You and Your Research - Flemlord
http://www.cs.virginia.edu/~robins/YouAndYourResearch.html?
======
Flemlord
This was posted a year ago, but it produced such an "ah ha" moment for me, I
thought I'd re-post. My favorite paragraph:

"Now again, emotional commitment is not enough. It is a necessary condition
apparently. And I think I can tell you the reason why. Everybody who has
studied creativity is driven finally to saying, ``creativity comes out of your
subconscious.'' Somehow, suddenly, there it is. It just appears. Well, we know
very little about the subconscious; but one thing you are pretty well aware of
is that your dreams also come out of your subconscious. And you're aware your
dreams are, to a fair extent, a reworking of the experiences of the day. If
you are deeply immersed and committed to a topic, day after day after day,
your subconscious has nothing to do but work on your problem. And so you wake
up one morning, or on some afternoon, and there's the answer.

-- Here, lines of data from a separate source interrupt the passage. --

PR #2124, opened 2022-11-09
Fixes for upstream llvm changes to function memory attributes

jayfoad:
Upstream LLVM commit 304f1d59ca41 "[IR] Switch everything to use memory attribute" changed readnone, readonly and writeonly from function attributes into parameter attributes.

### DIFF
--- a/lgc/builder/BuilderBase.cpp
+++ b/lgc/builder/BuilderBase.cpp
@@ -61,8 +61,22 @@ CallInst *BuilderCommon::CreateNamedCall(StringRef funcName, Type *retTy, ArrayR
     func->setCallingConv(CallingConv::C);
     func->addFnAttr(Attribute::NoUnwind);
 
-    for (auto attrib : attribs)
-      func->addFnAttr(attrib);
+    for (auto attrib : attribs) {
+      switch (attrib) {
+      default:
+        func->addFnAttr(attrib);
+        break;
+      case Attribute::ReadNone:
+        func->setDoesNotAccessMemory();
+        break;
+      case Attribute::ReadOnly:
+        func->setOnlyReadsMemory();
+        break;
+      case Attribute::WriteOnly:
+        func->setOnlyWritesMemory();
+        break;
+      }
+    }
   }
 
   auto call = CreateCall(func, args, instName);
--- a/lgc/patch/PatchEntryPointMutate.cpp
+++ b/lgc/patch/PatchEntryPointMutate.cpp
@@ -65,6 +65,7 @@
 #include "lgc/util/AddressExtender.h"
 #include "lgc/util/BuilderBase.h"
 #include "llvm/ADT/SmallVector.h"
+#include "llvm/Analysis/AliasAnalysis.h" // for MemoryEffects
 #include "llvm/Support/CommandLine.h"
 #include "llvm/Support/Debug.h"
 #include "llvm/Support/raw_ostream.h"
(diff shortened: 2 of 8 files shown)


jayfoad:
This is my own updated and modified version of #2119.

lgc/patch/PatchEntryPointMutate.cpp
```diff
@@ -950,8 +951,15 @@ void PatchEntryPointMutate::setFuncAttrs(Function *entryPoint) {
...
   // NOTE: Remove "readnone" attribute for entry-point. If GS is empty, this attribute will allow
   // LLVM optimization to remove sendmsg(GS_DONE). It is unexpected.
+#if LLVM_MAIN_REVISION && LLVM_MAIN_REVISION < 440919
+  // Old version of the code
   if (entryPoint->hasFnAttribute(Attribute::ReadNone))
     entryPoint->removeFnAttr(Attribute::ReadNone);
+#else
+  // New version of the code (also handles unknown version, which we treat as
+  // latest)
+  entryPoint->setMemoryEffects(MemoryEffects::unknown());
```
jayfoad, line 961: @amdrexu does this look OK? I don't have a good understanding of this code and there is no lit test for it.

dstutt: Can you remove the REVISION check here too - or is this one required? (Based on Nicolai's comments in #2119 )
If it is, then I think that the revision number I used there was wrong. It probably requires calculating again.

jayfoad: I couldn't find an easy way to do this without an LLVM_MAIN_REVISION check. APIs like `func->setOnlyReadsMemory()` generally only let you add more restrictions to the function's memory effects. There does not seem to be an easy way to remove restrictions.

I did double check this revision number, and it corresponds exactly to the relevant upstream commit.

dstutt: Ok - thanks - I thought you'd re-used the one I did in #2119 - but I see now they're slightly different?

jayfoad: Yes it is intentionally slightly different, 440919 instead of 440909.

lgc/builder/BuilderBase.cpp
```diff
@@ -61,8 +61,22 @@ CallInst *BuilderCommon::CreateNamedCall(StringRef funcName, Type *retTy, ArrayR
...
+      case Attribute::ReadNone:
+        func->setDoesNotAccessMemory();
+        break;
+      case Attribute::ReadOnly:
+        func->setOnlyReadsMemory();
+        break;
+      case Attribute::WriteOnly:
+        func->setOnlyWritesMemory();
+        break;
+      }
```
dstutt, line 78: One reason I wasn't sure about #2119 was that this function is just hiding the fact that ReadNone, ReadOnly and WriteOnly aren't supported as function attributes any more.
I wondered if an approach that added an extra parameter for memory effects might be the cleaner way to go? Not really sure though.

jayfoad: Yes, I have been working on such a patch, but I don't think it can (easily) be done in a way that is backwards compatible with the current state of https://github.com/GPUOpen-Drivers/llvm-project/commits/amd-gfx-gpuopen-dev because all callers of CreateNamedCall would have to pass in a MemoryEffects object, but MemoryEffects does not even exist in that branch.

dstutt: Ok - makes sense.

dstutt (dismissed):
LGTM

jayfoad:
retest this please

WenqingLiAMD:
retest this please

amdvlk-admin:
### Test summary for commit d06a993bbe0b5bfdcfa6b8739dc6ec6feb69f970
<details><summary>CTS tests (Failed: 0/207247)</summary><ul><li>Built with version 1.3.0.0</li>
<details open><summary>Ubuntu 22.04, Navi2x</summary><ul>

<li>Passed: 38905/70464 (55.2%)</li>
<li>Failed: 0/70464 (0.0%)</li>
<li>Not Supported: 31559/70464 (44.8%)</li><li>Warnings: 0/70464 (0.0%)</li>
</ul></details>

<li>Passed: 35750/70472 (50.7%)</li>
<li>Failed: 0/70472 (0.0%)</li>
<li>Not Supported: 34722/70472 (49.3%)</li><li>Warnings: 0/70472 (0.0%)</li>
</ul></details>

<li>Passed: 33476/66311 (50.5%)</li>
<li>Failed: 0/66311 (0.0%)</li>
<li>Not Supported: 32835/66311 (49.5%)</li><li>Warnings: 0/66311 (0.0%)</li>
</ul></details>


</ul></details>

lgc/patch/PatchEntryPointMutate.cpp
dstutt: Sorry - should not have marked this as resolved.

For those who
don't get committed to their current problem, the subconscious goofs off on
other things and doesn't produce the big result. So the way to manage yourself
is that when you have a real important problem you don't let anything else get
the center of your attention - you keep your thoughts on the problem. Keep
your subconscious starved so it has to work on your problem, so you can sleep
peacefully and get the answer in the morning, free."